Top of Information provided

PR #2131, opened 2023-10-30
Improve reindex query

jiqiang90:
# Description

Fixes # (issue)

## Type of change

## Checklist

- [ ] I have tested locally


packages/node-core/src/indexer/poi/poi.service.ts
```diff
@@ -159,10 +160,67 @@ export class PoiService implements OnApplicationShutdown {
...
+async function batchDeletePoi(
+  model: PoiRepo,
+  transaction: Transaction,
+  targetBlockHeight: number,
+  batchSize = 10
+): Promise<void> {
+  // const offset = 0;
+  let completed = false;
+  // eslint-disable-next-line no-constant-condition
+  while (!completed) {
```
stwiname, line 194: Why not use `sqlIterator` there? It seems expensive to load before removing.

This maybe useful. Static destroy returns the number of items destroyed https://sequelize.org/api/v6/class/src/model.js~model#static-method-destroy

I see the same is happening with other data.

packages/node-core/src/indexer/poi/poi.service.ts
```diff
@@ -159,10 +160,67 @@ export class PoiService implements OnApplicationShutdown {
...
     this.storeCache.metadata.bulkRemove(['lastCreatedPoiHeight']);
   }
 }
+
+// REMOVE 10,000 record per batch
+async function batchDeletePoi(
+  model: PoiRepo,
+  transaction: Transaction,
+  targetBlockHeight: number,
+  batchSize = 10
```
stwiname, line 189: Comment says 10,000 but this is 10. Does it need to be changed to 10,000?

packages/node-core/src/indexer/store.service.ts
```diff
@@ -907,3 +886,74 @@ group by
...
+        limit: batchSize,
+        attributes: {include: ['_id']},
+        offset, // We need to apply offset, because after update the records, the record could still with in range, avoid endless query here.
+        where: {
+          __block_range: {
+            [Op.contains]: targetBlockHeight,
+          },
+        },
+      });
+      const recordsToDelete = await model.findAll({
```
stwiname, line 914: These could be run in parallel

packages/node-core/src/db/db.module.ts
```diff
@@ -66,6 +66,7 @@ const buildSequelizeOptions = (nodeConfig: NodeConfig, option: DbOption): Sequel
     dialect: 'postgres',
     ssl: nodeConfig.isPostgresSecureConnection,
     dialectOptions: {
+      options: {requestTimeout: nodeConfig.timeout * 1000}, // configure timeout is in seconds, requestTimeout is in milliseconds
```
stwiname, line 69: I don't know if its a good idea to apply a broad timeout for all queries. This could break certain operations such as rewind.

It also has other side effects as the timeout config is applied to a lot of other things. Increasing the timeout for a query might cause other things to timeout that shouldn't timeout and vice versa

packages/node-core/src/indexer/poi/poi.service.ts
jiqiang90: sqlIterator apply sql to whole table, it is useful for sql like `create index xxx` for all records.  

In batchDeletePoi, we only need to remove records with certain block ranges. Compare to sqlIteraor, even we add `where`  conditions to excute the block range in `sql`, it will still iterate the complete table. I think this is the better approach.

stwiname (approved):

Bottom of Information provided

**Your goal:**
Output all of the data again. Match it exactly.

**Exercise answer:**
PR #2131, opened 2023-10-30
Improve reindex query

jiqiang90:
# Description

Fixes # (issue)

## Type of change

## Checklist

- [ ] I have tested locally


packages/node-core/src/indexer/poi/poi.service.ts
```diff
@@ -159,10 +160,67 @@ export class PoiService implements OnApplicationShutdown {
...
+async function batchDeletePoi(
+  model: PoiRepo,
+  transaction: Transaction,
+  targetBlockHeight: number,
+  batchSize = 10
+): Promise<void> {
+  // const offset = 0;
+  let completed = false;
+  // eslint-disable-next-line no-constant-condition
+  while (!completed) {
```
stwiname, line 194: Why not use `sqlIterator` there? It seems expensive to load before removing.

This maybe useful. Static destroy returns the number of items destroyed https://sequelize.org/api/v6/class/src/model.js~model#static-method-destroy

I see the same is happening with other data.

packages/node-core/src/indexer/poi/poi.service.ts
```diff
@@ -159,10 +160,67 @@ export class PoiService implements OnApplicationShutdown {
...
     this.storeCache.metadata.bulkRemove(['lastCreatedPoiHeight']);
   }
 }
+
+// REMOVE 10,000 record per batch
+async function batchDeletePoi(
+  model: PoiRepo,
+  transaction: Transaction,
+  targetBlockHeight: number,
+  batchSize = 10
```
stwiname, line 189: Comment says 10,000 but this is 10. Does it need to be changed to 10,000?

packages/node-core/src/indexer/store.service.ts
```diff
@@ -907,3 +886,74 @@ group by
...
+        limit: batchSize,
+        attributes: {include: ['_id']},
+        offset, // We need to apply offset, because after update the records, the record could still with in range, avoid endless query here.
+        where: {
+          __block_range: {
+            [Op.contains]: targetBlockHeight,
+          },
+        },
+      });
+      const recordsToDelete = await model.findAll({
```
stwiname, line 914: These could be run in parallel

packages/node-core/src/db/db.module.ts
```diff
@@ -66,6 +66,7 @@ const buildSequelizeOptions = (nodeConfig: NodeConfig, option: DbOption): Sequel
     dialect: 'postgres',
     ssl: nodeConfig.isPostgresSecureConnection,
     dialectOptions: {
+      options: {requestTimeout: nodeConfig.timeout * 1000}, // configure timeout is in seconds, requestTimeout is in milliseconds
```
stwiname, line 69: I don't know if its a good idea to apply a broad timeout for all queries. This could break certain operations such as rewind.

It also has other side effects as the timeout config is applied to a lot of other things. Increasing the timeout for a query might cause other things to timeout that shouldn't timeout and vice versa

packages/node-core/src/indexer/poi/poi.service.ts
jiqiang90: sqlIterator apply sql to whole table, it is useful for sql like `create index xxx` for all records.  

In batchDeletePoi, we only need to remove records with certain block ranges. Compare to sqlIteraor, even we add `where`  conditions to excute the block range in `sql`, it will still iterate the complete table. I think this is the better approach.

stwiname (approved):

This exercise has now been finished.